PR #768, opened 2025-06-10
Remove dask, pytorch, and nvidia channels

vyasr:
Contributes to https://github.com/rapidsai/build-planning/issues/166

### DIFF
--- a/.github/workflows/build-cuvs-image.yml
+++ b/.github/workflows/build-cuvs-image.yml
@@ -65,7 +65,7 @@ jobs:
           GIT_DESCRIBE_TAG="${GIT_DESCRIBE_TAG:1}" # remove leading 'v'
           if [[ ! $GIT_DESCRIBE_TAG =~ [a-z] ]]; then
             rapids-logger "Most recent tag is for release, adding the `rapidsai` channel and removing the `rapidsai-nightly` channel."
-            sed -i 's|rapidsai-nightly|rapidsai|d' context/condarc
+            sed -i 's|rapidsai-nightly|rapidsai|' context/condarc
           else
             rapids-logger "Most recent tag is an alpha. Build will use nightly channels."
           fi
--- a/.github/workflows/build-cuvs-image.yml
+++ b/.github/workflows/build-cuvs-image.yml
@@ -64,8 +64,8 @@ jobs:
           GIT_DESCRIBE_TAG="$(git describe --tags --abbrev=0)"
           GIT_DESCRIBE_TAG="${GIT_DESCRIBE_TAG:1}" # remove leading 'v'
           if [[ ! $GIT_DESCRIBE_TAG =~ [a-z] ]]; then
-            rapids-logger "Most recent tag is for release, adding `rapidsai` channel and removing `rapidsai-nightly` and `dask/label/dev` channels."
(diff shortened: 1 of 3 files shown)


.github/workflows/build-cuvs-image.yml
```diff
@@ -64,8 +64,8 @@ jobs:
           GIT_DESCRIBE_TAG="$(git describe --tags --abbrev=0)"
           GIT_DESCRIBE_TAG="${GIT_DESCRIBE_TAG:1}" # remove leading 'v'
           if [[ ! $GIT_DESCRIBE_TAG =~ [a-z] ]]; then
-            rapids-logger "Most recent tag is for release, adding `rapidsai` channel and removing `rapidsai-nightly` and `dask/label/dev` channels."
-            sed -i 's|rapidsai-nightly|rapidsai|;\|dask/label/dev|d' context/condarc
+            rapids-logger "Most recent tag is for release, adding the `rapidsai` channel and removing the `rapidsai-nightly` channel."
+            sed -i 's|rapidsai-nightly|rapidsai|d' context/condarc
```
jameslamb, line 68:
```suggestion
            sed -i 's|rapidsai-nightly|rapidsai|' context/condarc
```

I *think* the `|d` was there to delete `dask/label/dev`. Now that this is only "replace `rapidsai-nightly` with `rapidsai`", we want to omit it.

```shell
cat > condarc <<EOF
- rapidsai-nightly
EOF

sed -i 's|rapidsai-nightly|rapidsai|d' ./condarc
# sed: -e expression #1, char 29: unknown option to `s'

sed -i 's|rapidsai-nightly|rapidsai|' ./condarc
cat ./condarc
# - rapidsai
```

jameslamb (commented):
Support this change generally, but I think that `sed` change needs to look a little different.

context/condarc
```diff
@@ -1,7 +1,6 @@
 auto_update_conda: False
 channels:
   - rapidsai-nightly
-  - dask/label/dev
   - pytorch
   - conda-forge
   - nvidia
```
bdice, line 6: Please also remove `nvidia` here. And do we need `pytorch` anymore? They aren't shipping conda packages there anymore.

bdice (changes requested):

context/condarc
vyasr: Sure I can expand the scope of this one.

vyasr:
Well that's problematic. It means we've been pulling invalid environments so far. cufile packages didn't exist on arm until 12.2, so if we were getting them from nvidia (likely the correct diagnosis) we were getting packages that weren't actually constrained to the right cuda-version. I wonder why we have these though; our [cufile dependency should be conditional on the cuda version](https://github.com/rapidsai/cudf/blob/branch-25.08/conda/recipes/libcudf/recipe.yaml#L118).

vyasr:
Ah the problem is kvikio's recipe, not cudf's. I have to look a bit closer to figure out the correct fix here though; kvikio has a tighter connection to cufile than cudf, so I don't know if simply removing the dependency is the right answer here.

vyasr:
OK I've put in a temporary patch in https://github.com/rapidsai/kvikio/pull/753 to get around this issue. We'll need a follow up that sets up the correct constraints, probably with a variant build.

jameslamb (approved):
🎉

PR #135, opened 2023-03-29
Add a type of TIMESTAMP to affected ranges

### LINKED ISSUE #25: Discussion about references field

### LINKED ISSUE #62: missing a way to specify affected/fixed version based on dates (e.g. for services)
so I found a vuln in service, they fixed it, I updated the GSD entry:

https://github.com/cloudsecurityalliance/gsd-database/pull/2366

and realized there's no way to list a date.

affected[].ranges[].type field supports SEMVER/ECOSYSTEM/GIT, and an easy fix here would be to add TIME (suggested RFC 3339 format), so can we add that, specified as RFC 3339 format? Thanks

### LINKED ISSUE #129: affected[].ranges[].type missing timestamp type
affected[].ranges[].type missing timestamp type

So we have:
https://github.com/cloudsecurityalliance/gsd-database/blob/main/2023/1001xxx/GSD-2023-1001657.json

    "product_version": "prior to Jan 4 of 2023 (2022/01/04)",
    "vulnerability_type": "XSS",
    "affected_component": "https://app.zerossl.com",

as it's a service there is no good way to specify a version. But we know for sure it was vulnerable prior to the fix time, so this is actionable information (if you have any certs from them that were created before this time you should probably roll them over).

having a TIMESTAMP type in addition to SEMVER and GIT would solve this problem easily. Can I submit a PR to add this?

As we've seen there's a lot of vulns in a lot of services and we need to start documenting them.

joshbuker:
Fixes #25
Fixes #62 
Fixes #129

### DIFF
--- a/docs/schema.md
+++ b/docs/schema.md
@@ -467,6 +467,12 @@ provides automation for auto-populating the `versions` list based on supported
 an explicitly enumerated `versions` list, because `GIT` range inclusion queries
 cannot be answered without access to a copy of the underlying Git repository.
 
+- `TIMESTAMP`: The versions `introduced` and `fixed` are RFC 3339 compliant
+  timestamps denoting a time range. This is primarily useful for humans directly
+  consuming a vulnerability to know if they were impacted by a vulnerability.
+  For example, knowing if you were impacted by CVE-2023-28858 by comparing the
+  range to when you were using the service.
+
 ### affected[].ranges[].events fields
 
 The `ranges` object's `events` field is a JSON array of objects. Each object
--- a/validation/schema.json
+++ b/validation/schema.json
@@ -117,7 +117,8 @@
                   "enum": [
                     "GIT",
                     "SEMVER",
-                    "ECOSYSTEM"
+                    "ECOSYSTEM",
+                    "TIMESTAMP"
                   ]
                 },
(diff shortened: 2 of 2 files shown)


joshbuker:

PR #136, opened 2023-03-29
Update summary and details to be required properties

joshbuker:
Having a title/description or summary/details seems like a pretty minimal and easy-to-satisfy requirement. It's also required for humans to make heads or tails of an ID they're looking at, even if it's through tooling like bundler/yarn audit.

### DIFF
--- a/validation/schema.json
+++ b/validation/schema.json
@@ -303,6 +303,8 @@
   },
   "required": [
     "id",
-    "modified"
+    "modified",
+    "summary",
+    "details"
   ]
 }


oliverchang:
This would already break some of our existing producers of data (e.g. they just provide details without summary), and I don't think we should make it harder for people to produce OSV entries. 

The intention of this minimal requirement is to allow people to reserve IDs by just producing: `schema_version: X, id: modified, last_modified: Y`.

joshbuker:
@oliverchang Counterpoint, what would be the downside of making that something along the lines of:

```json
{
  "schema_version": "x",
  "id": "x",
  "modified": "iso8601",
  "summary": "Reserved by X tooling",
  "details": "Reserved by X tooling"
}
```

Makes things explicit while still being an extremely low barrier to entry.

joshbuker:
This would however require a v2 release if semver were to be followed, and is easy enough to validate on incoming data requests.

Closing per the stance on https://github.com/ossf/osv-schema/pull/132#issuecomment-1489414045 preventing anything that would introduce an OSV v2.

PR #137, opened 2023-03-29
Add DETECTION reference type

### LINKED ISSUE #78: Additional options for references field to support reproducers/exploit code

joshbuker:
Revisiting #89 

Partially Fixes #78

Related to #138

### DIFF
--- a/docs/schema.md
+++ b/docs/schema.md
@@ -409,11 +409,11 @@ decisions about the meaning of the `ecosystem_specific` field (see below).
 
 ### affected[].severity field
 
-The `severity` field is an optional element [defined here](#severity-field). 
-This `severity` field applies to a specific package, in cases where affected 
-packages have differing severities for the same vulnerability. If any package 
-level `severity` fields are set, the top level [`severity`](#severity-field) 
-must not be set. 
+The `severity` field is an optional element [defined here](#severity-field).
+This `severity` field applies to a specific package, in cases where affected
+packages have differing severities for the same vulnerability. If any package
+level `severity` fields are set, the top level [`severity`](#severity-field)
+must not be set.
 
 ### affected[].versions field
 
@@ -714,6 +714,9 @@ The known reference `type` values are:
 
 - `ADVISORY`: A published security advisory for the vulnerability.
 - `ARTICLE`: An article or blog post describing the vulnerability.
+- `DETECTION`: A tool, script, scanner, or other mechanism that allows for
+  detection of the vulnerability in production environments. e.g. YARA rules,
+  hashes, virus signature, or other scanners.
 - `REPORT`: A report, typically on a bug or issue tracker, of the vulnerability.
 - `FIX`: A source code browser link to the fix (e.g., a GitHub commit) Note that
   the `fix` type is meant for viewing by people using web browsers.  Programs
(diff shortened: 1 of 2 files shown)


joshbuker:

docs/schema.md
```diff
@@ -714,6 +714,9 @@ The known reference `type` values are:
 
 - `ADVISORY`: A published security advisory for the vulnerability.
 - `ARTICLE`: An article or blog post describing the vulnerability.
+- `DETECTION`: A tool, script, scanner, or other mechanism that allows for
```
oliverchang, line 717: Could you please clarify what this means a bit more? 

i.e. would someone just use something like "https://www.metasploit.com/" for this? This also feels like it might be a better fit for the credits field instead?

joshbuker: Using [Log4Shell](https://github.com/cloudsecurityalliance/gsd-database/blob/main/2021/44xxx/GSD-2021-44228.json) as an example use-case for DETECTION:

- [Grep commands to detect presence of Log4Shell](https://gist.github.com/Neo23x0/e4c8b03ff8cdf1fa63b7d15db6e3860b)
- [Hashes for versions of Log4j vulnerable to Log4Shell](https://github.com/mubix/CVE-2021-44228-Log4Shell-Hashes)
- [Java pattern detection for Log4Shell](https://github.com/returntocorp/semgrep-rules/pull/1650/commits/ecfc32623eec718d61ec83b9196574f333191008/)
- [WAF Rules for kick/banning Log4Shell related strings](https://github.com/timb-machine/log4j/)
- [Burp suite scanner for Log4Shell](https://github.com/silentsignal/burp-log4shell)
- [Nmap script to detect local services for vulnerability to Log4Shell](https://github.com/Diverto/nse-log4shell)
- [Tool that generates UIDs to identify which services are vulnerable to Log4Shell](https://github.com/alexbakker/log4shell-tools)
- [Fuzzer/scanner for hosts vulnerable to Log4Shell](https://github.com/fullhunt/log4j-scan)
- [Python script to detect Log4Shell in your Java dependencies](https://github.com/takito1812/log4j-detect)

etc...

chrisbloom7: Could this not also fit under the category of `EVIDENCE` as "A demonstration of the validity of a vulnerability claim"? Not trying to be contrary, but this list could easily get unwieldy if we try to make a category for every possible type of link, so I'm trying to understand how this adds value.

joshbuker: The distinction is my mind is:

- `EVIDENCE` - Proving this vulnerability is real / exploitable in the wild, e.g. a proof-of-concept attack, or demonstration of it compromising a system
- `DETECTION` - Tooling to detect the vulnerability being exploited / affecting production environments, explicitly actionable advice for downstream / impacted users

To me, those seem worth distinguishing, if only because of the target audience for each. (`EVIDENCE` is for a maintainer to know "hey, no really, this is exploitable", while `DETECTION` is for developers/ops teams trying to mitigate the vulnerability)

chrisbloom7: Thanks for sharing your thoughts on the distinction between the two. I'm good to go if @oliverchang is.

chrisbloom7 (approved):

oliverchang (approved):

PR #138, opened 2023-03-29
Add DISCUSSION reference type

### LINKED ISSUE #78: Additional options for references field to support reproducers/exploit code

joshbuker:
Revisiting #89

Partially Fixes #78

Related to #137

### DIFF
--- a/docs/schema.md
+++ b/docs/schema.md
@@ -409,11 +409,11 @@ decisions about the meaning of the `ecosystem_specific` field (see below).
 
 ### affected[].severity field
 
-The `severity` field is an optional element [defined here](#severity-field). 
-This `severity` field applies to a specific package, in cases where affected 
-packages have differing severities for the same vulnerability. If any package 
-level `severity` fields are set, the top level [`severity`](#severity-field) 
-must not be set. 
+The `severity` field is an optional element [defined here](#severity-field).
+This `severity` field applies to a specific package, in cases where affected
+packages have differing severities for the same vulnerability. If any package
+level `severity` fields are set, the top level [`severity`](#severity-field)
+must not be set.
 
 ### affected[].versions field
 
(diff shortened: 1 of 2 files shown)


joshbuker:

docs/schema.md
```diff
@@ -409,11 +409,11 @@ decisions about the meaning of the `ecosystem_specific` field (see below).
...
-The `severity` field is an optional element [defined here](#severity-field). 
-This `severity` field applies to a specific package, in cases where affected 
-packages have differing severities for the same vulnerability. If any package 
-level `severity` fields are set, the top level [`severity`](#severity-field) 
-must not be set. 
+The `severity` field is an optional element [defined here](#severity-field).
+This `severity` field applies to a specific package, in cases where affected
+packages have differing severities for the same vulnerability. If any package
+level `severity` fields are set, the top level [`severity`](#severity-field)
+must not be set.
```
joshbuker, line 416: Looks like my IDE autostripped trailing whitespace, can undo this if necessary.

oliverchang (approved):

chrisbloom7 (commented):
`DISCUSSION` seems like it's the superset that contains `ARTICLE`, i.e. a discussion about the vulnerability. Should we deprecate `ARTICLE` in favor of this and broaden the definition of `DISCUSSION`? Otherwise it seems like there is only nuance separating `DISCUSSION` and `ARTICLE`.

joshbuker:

***

Transcribe each line of the data above, unaltered, from the one where "affected[].ranges[].type field supports" appears to the one where "RFC 3339 compliant" appears, inclusive of both.

affected[].ranges[].type field supports SEMVER/ECOSYSTEM/GIT, and an easy fix here would be to add TIME (suggested RFC 3339 format), so can we add that, specified as RFC 3339 format? Thanks

### LINKED ISSUE #129: affected[].ranges[].type missing timestamp type
affected[].ranges[].type missing timestamp type

So we have:
https://github.com/cloudsecurityalliance/gsd-database/blob/main/2023/1001xxx/GSD-2023-1001657.json

    "product_version": "prior to Jan 4 of 2023 (2022/01/04)",
    "vulnerability_type": "XSS",
    "affected_component": "https://app.zerossl.com",

as it's a service there is no good way to specify a version. But we know for sure it was vulnerable prior to the fix time, so this is actionable information (if you have any certs from them that were created before this time you should probably roll them over).

having a TIMESTAMP type in addition to SEMVER and GIT would solve this problem easily. Can I submit a PR to add this?

As we've seen there's a lot of vulns in a lot of services and we need to start documenting them.

joshbuker:
Fixes #25
Fixes #62 
Fixes #129

### DIFF
--- a/docs/schema.md
+++ b/docs/schema.md
@@ -467,6 +467,12 @@ provides automation for auto-populating the `versions` list based on supported
 an explicitly enumerated `versions` list, because `GIT` range inclusion queries
 cannot be answered without access to a copy of the underlying Git repository.
 
+- `TIMESTAMP`: The versions `introduced` and `fixed` are RFC 3339 compliant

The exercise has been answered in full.